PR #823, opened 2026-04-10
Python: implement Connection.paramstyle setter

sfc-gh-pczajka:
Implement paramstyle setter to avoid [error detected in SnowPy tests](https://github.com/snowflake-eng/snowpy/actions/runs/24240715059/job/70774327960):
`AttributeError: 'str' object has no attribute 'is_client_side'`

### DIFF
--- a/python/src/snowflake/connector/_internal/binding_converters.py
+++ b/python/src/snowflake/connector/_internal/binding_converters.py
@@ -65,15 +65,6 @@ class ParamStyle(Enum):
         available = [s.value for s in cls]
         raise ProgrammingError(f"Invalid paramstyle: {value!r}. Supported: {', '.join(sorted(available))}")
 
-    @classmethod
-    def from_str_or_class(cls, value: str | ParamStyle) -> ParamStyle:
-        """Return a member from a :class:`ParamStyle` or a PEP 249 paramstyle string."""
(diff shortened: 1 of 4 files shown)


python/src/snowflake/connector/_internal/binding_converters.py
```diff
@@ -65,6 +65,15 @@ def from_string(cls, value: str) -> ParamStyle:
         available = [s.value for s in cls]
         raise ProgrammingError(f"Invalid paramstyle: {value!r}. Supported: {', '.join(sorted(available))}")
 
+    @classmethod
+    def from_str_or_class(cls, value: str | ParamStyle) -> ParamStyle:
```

◆ **What you need to do**:
Provide a verbatim reproduction of all the records.

◆ **Problem solution**:
PR #823, opened 2026-04-10
Python: implement Connection.paramstyle setter

sfc-gh-pczajka:
Implement paramstyle setter to avoid [error detected in SnowPy tests](https://github.com/snowflake-eng/snowpy/actions/runs/24240715059/job/70774327960):
`AttributeError: 'str' object has no attribute 'is_client_side'`

### DIFF
--- a/python/src/snowflake/connector/_internal/binding_converters.py
+++ b/python/src/snowflake/connector/_internal/binding_converters.py
@@ -65,15 +65,6 @@ class ParamStyle(Enum):
         available = [s.value for s in cls]
         raise ProgrammingError(f"Invalid paramstyle: {value!r}. Supported: {', '.join(sorted(available))}")
 
-    @classmethod
-    def from_str_or_class(cls, value: str | ParamStyle) -> ParamStyle:
-        """Return a member from a :class:`ParamStyle` or a PEP 249 paramstyle string."""
(diff shortened: 1 of 4 files shown)


python/src/snowflake/connector/_internal/binding_converters.py
```diff
@@ -65,6 +65,15 @@ def from_string(cls, value: str) -> ParamStyle:
         available = [s.value for s in cls]
         raise ProgrammingError(f"Invalid paramstyle: {value!r}. Supported: {', '.join(sorted(available))}")
 
+    @classmethod
+    def from_str_or_class(cls, value: str | ParamStyle) -> ParamStyle:
```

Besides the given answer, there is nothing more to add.